I'm a bookworm, a story addict, the biggest nerd God ever made when it comes to writing and literature. A good "night-in" for me consists of popcorn, pj's, and Shakespeare. That may sound like an absolute nightmare to you, but for me it is perfection itself. Why? I get so swept away by the intricacies of stories, the development of people, the drive for something unattainable that suddenly becomes tangible. I've always been this way, even since I was a little girl. While lots of kids play with dolls, I wasn't setting up weddings and tea parties for my dolls...my dolls were pioneers in the Midwest who were kidnapped by Indians, and then a giant tsunami wiped out the Great Plains so the pioneers had to rescue the Indians. That is probably the worst story ever, but it was my own. I love to create, to narrate, and I love being inspired by real people.
When I got my current job at an elementary school, I was ecstatic. God has really provided for my needs in rich ways, and I am so grateful. However, the other day I was talking with my father about my future.
"Daddy," I said, "I honestly don't know what future doors this job will open. I mean, I don't know what I want as a career. All I really know is that I want to be a writer."
"Well," he replied. "That is your career. You have a job, but writing is your career, and you are still doing that."
"Well," he replied. "That is your career. You have a job, but writing is your career, and you are still doing that."
THANK GOD for wise Daddies who can put into words what I've been feeling in my heart. It's true. What is it that keeps me up until two in the morning, not even caring that I'm tired?
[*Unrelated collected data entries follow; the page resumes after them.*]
PR #3808, opened 2019-11-10
Interfaces.php:  Make interface name control visible when interface disabled

stilez:
Configuring an interface, or viewing its basic config,  just shouldn't be conditional on enabling it.

As the code stands, you can't even give an interface a name, unless it's also enabled. Much less set params that should apply to it. Which often you may want to set, even if the interface isn't yet ready to be enabled.  (Also one often needs to do things between initial creation of the interface and it being ready to enable, and these basics need to be there).

Basics like this should always be accessible for editing, there's no reason they should be behind a visibility toggle and blocked unless enabled.  It's not like the form is long or complex either.  This PR removes the unhelpful show/hide behaviour.

### DIFF
--- a/src/www/interfaces.php
+++ b/src/www/interfaces.php
@@ -1439,6 +1439,19 @@ include("head.inc");
 <body>
 <script>
   $( document ).ready(function() {
+      function toggle_showcfg() {
+          if ($("#enable").prop('checked')) {
+              $(".showcfg").show();
+              $(".hidecfg").hide();
+          } else {
+              $(".showcfg").hide();
+              $(".hidecfg").show();
+          }
+      }
+      // when disabled, hide settings.
+      $("#enable").click(toggle_showcfg);
+      toggle_showcfg();
+
       $("#type").change(function(){
           $('#staticv4, #dhcp, #pppoe, #pptp, #ppp').hide();
           $("#rfc3118").hide();
@@ -1793,25 +1806,33 @@ include("head.inc");
                     </thead>
                     <tbody>
                       <tr>
-                        <td><i class="fa fa-info-circle text-muted"></i> <?= gettext('Enable') ?></td>
-                        <td>
+                        <td style="width:22%"><i class="fa fa-info-circle text-muted"></i> <?= gettext('Enable') ?></td>
+                        <td style="width:78%">
                           <input id="enable" name="enable" type="checkbox" value="yes" <?=!empty($pconfig['enable']) ? 'checked="checked"' : '' ?>/>
                           <strong><?= gettext('Enable Interface') ?></strong>
                         </td>
                       </tr>
                       <tr>
-                        <td><i class="fa fa-info-circle text-muted"></i> <?= gettext('Lock') ?></td>
-                        <td>
+                        <td style="width:22%"><i class="fa fa-info-circle text-muted"></i> <?= gettext('Lock') ?></td>
+                        <td style="width:78%">
                           <input id="lock" name="lock" type="checkbox" value="yes" <?=!empty($pconfig['lock']) ? 'checked="checked"' : '' ?>/>
                           <strong><?= gettext('Prevent interface removal') ?></strong>
+                        </td>
+                      </tr>
+                      <tr>
+                        <td style="width:22%"><a id="help_for_descr" href="#" class="showhelp"><i class="fa fa-info-circle"></i></a> <?=gettext("Description"); ?></td>
+                        <td style="width:78%">
+                          <input name="descr" type="text" id="descr" value="<?=$pconfig['descr'];?>" />
+                          <div class="hidden" data-for="help_for_descr">
+                            <?= gettext("Enter a description (name) for the interface here."); ?>
+                          </div>
                         </td>
                       </tr>
                     </tbody>
                   </table>
                 </div>
               </div>
-              <div id="allcfg">
-                <div class="tab-content content-box col-xs-12 __mb">
+                <div class="tab-content content-box col-xs-12 __mb"><!-- UNINDENT FROM HERE-->
                   <div class="table-responsive">
                     <!-- Section : All -->
                     <table class="table table-striped opnsense_standard_table_form">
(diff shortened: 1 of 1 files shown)


AdSchellevis:
Although it might be datable if you should be able to name the unused interface, we're not planning to remove the current visibility toggle on disabled interfaces.

(The current option helps people to spot un-active interfaces extra quick)

In the last 4 years we never had a question about this, when changing this behaviour, chances are quite large others won't agree with your view on this.

stilez:
Hiding config fields when the interface is disabled, is useful because it helps people spot disabled interfaces extra quickly?? Like, almost everything else, don't we trust the user to notice the checkbox? We don't for example hide the resolver UI because it would help to identify an inactive resolver. 

 I would expect the absence of traffic would be a hint :)  And the name box is hidden  with the other config options.  This behaviour I can agree, is not that important but it does surprise me. I can think that it would very useful to be able to set up config on an interface, without having to enable it to do so.

AdSchellevis:
It might be an option to just move the description one block, in which case you can name the interface you're not planning to use. Simple change, probably won't hurt anyone else.

(believe me, we see all sorts of things while doing support, every change we make has potential impact on our support desk... which we have to be aware of all the time)

stilez:
> It might be an option to just move the description one block, in which case you can name the interface you're not planning to use. Simple change, probably won't hurt anyone else.
 
That does help. I'll look to see if its all settings or really just the name plus maybe just one or 2 others.

> (believe me, we see all sorts of things while doing support, every change we make has potential impact on our support desk... which we have to be aware of all the time)

The extent of this, which is a true and valid point, sometimes gives me nightmares ;-)

fichtner:
can we please keep the diff to a minimum?

src/www/interfaces.php
```diff
@@ -1805,25 +1806,33 @@ function toggle_allcfg() {
...
+                          <div class="hidden" data-for="help_for_descr">
+                            <?= gettext("Enter a description (name) for the interface here."); ?>
+                          </div>
+                        </td>
+                      </tr>
                     </tbody>
                   </table>
                 </div>
               </div>
-              <div id="allcfg" style="display:none">
```
fichtner: embedding dislay:none is an intentional mobile optimisation

fichtner:
this is definitely the wrong direction this PR is going with thousands of lines changed, I'm afraid to point out

stilez:
I've updated and largely reinstated based on @AdSchellevis ' helpful comment.

The updated PR retains the "display:none" and just (1) moves the name outside the hidden section, (2) adds a text note that config requires enabling, as it is "surprising" that there isn't config shown when the interface isn't enabled, so it might be nice to tell the user.

As a consequence, about 1600 lines got unindented by x1, but that's whitespace only and in a single separate commit with no code change, to keep review easy.

If it helps, I can close and resubmit?

src/www/interfaces.php
stilez: now retained

stilez:
Okay, try this?

Everything is pretty much as it was except:

- movement of "name" field to be always visible
- addition of the text line when config section is hidden
- moved `#showcfg` to `tbody` tag, so the text message when shown, has the same appearance and layout as the config section. This resulted in the empty `div` tag which I retained as it's harmless and avoids ~ 1600 unindents.

AdSchellevis:
how about just moving this block 
https://github.com/opnsense/core/blob/b97789b2d9ea717a2e70b1c2f7a42cfbbdbebf0c/src/www/interfaces.php#L1836-L1844

below

https://github.com/opnsense/core/blob/b97789b2d9ea717a2e70b1c2f7a42cfbbdbebf0c/src/www/interfaces.php#L1814-L1820 

?

(both sections have the same description)

stilez:
Done. Try this. As above (see previous comment for changes)

- `Name` field always visible.  
- Text hint shown when config hidden (2nd `tbody` section to ensure no change to layout)
- `Show/hide` attributes moved from `div` to `tbody`. Redundant `div` left but harmless + means no change to indentation.

src/www/interfaces.php
```diff
@@ -3553,8 +3561,7 @@ function toggle_allcfg() {
                 </div>
 <?php
                 endif; ?>
-              <!-- End "allcfg" div -->
-              </div>
+              </div><!-- unused div -->
```
fichtner:
```suggestion
              </div>
```

src/www/interfaces.php
```diff
@@ -1832,16 +1843,13 @@ function toggle_allcfg() {
...
                         <tr>
-                          <td style="width:22%"><a id="help_for_descr" href="#" class="showhelp"><i class="fa fa-info-circle"></i></a> <?=gettext("Description"); ?></td>
-                          <td style="width:78%">
-                            <input name="descr" type="text" id="descr" value="<?=$pconfig['descr'];?>" />
-                            <div class="hidden" data-for="help_for_descr">
-                              <?= gettext("Enter a description (name) for the interface here."); ?>
-                            </div>
-                          </td>
+                          <td style="width:22%"></td>
+                          <td style="width:78%"><?=gettext("The interface must be enabled to configure detailed settings"); ?></td>
```
fichtner:
```suggestion
                          <td style="width:78%"><?=gettext("The interface must be enabled before configuring it further."); ?></td>
```

src/www/interfaces.php
```diff
@@ -1818,11 +1820,20 @@ function toggle_allcfg() {
...
+                            <?= gettext("Enter a description (name) for the interface here."); ?>
+                          </div>
+                        </td>
+                      </tr>
                     </tbody>
                   </table>
                 </div>
               </div>
-              <div id="allcfg" style="display:none">
+              <div><!-- unused div -->
```
fichtner:
```suggestion
              <div>
```

src/www/interfaces.php
stilez: Hesitant (pendantic?) because "before configuring it _further_ " kind of feels like just first time setup, but here it needs to be enabled _every_ time, to even see (not just access) any other config settings. Pedantic I know.  

The suggested edit doesn't quite feel right to me but it's really minor wording and not worth much time. So please pick a wording that you like, and apply it :) I'll be fine with it.

fichtner: "detailed" settings is misleading. we now have two "general configuration" tabs and we unhide the second.

maybe the section headers could be "basic configuration" and "generic configuration".. ."general" seems too, well, general and we already "configure" in the case of the "basic" things like name, lock and operational state.

it would be nice to align the guiding text to the reality of the page descriptions. maybe the suggestion isn't there 100% yet, but that's why we discuss... so what do you think?

stilez: - Top part (enable/lock/name):  `Basic [Interface] Configuration` or `Basic [Interface] Settings`
- Everything else:  `Network Settings` or `Networking`

Would that work? The distinction seems to be that the top (always visible) part is basic configuration/basic settings, such as on/off and locked/unlocked;  the rest are its related network settings such as DHCP/MTU.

Writing. What is it that fuels me, and allows me to have dreams for God and myself that are so wild and seemingly impossible I can't help but want to try for them? Writing. What could I do everyday without ever getting bored? Writing. Any other occupation feels like a job; writing feels like falling in love.
I've kind of neglected my passion these past couple weeks. Between getting a new job, being hit head-on by a drunk driver and dealing with that mess, life drama, vacation, birthday, and helping around the house, guess what went on the back burner. Slowly, however, I'm feeling the call to get back. It's actually more like an addiction and I need another fix. So, here are the goals for this week in writing.
1. Send out Agent Queries. No big deal, right? Ahhhh!
2. More editing. Who was I kidding, I'll never be done editing this thing.
3. Reach the end of the story, and revise the conclusion
4. Settle on a title. For reals.
It's a lot of work, but it never feels like work. Time to get cracking!